Topic 10 Unit 1-3 Review




Review & Reflection

STAT 253 is a survey course of statistical machine learning techniques and concepts. It’s important to continuously reflect on these and how they fit together. Though you won’t hand anything in, or work on this in class today, you’re strongly encouraged to complete this activity. This material is designed to help you reflect upon:

  • ML concepts
    • enduring, big picture concepts
    • technical concepts
    • tidymodels code
  • Your progress toward…
    • engagement
    • collaboration
    • preparation (checkpoints)
    • exploration (homework)

Find and make a copy of the following 2 resources.

You’ll be given some relevant prompts below, but you should use these materials in whatever way suits you! Take notes, add more content, rearrange, etc.



STAT 253 concept maps

Mark up slides 1–4 of the concept map with respect to the prompts below. Much of this overlaps with Homework 4.

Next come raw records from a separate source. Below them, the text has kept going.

PR #557, opened 2023-08-09
StreamQueue: only unmap unused segments

carlhoerberg:
Previous behavior could unmap segments that other consumers were still delivering from, causing segfaults.


carlhoerberg:
Don't like the 60s sleep.. I think we can do better than that. Maybe a channel that consumers can notify when they switch segment.

viktorerlingsson:
> Don't like the 60s sleep.. I think we can do better than that. Maybe a channel that consumers can notify when they switch segment.

A channel that consumers notify when switching segments sounds good to me. 

Should we unmap on consumer disconnect as well?

carlhoerberg:
Ah, when consumer is disconnecting too, good catch, we don't do that in the normal queues either currently.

Enduring, big picture concepts

IMPORTANT to your learning: Respond in your own words.

  • When do we perform a supervised vs unsupervised learning algorithm?
  • Within supervised learning, when do we use a regression vs a classification algorithm?
  • What is the importance of “model evaluation” and what questions does it address?
  • What is “overfitting” and why is it bad?
  • What is “cross-validation” and what problem is it trying to address?
  • What is the “bias-variance tradeoff”?



Technical concepts

On page 2, identify some general themes for each model algorithm listed in the lefthand table:

  • What’s the goal?
  • Is the algorithm parametric or nonparametric?
  • Does the algorithm have any tuning parameters? What are they, how do we tune them, and how is this a goldilocks problem?
  • What are the key pros & cons of the algorithm?

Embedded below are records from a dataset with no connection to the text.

PR #558, opened 2023-08-10
quick fix for displaying toasts correctly

kickster97:
This is a quick-fix for not rendering toasts for failed requests when declaring queues. 
However Im going to look closer at http.js and try and get the json parse stuff to work. currently we just always return null for ok requests which feels wierd

### DIFF
--- a/static/js/queues.js
+++ b/static/js/queues.js
@@ -125,10 +125,12 @@ document.querySelector('#declare').addEventListener('submit', function (evt) {
     arguments: Dom.parseJSON(data.get('arguments'))
   }
   HTTP.request('PUT', url, { body })
-    .then(() => {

For each algorithm, you should also reflect upon the important technical concepts listed in the syllabus:

  • Can you summarize the steps of this algorithm?
  • Is the algorithm parametric or nonparametric? (addressed above)
  • What is the bias-variance tradeoff when working with or tuning this algorithm?
  • Is it important to scale / pre-process our predictors before feeding them into this algorithm?
  • Is this algorithm “computationally expensive”?
  • Can you interpret the technical (RStudio) output for this algorithm? (eg: CV plots, etc)?



Model evaluation

On page 2, do the following for each model evaluation question in the righthand table:

  • Identify what to check or measure in order to address the question, and how to interpret it.
  • Explain the steps of the CV algorithm.



Algorithm comparisons

  • Use page 3 to make other observations about the Unit 1-3 modeling algorithms and their connections.
  • Use page 4 to address and compare the interpretability & flexibility of the Subset Selection (e.g. backward stepwise), LASSO, Least Squares, and GAM algorithms. Where would you place KNN on this graphic?



STAT 253 code

Check out and reflect upon some tidymodels code comparisons here. Copy, use, tweak, and add to this in whatever way suits you!



Learning Reflections

By the end of the week, take 10-20 minutes to write in your individual Reflection Google Doc (shared with you and your Professor). In this reflection, consider your preparation for each class, your engagement in the course in and out of class, your actions towards collaboration, and your exploration of the material through the homeworks with the ultimate goal of meeting my learning goals for you and your own learning goals.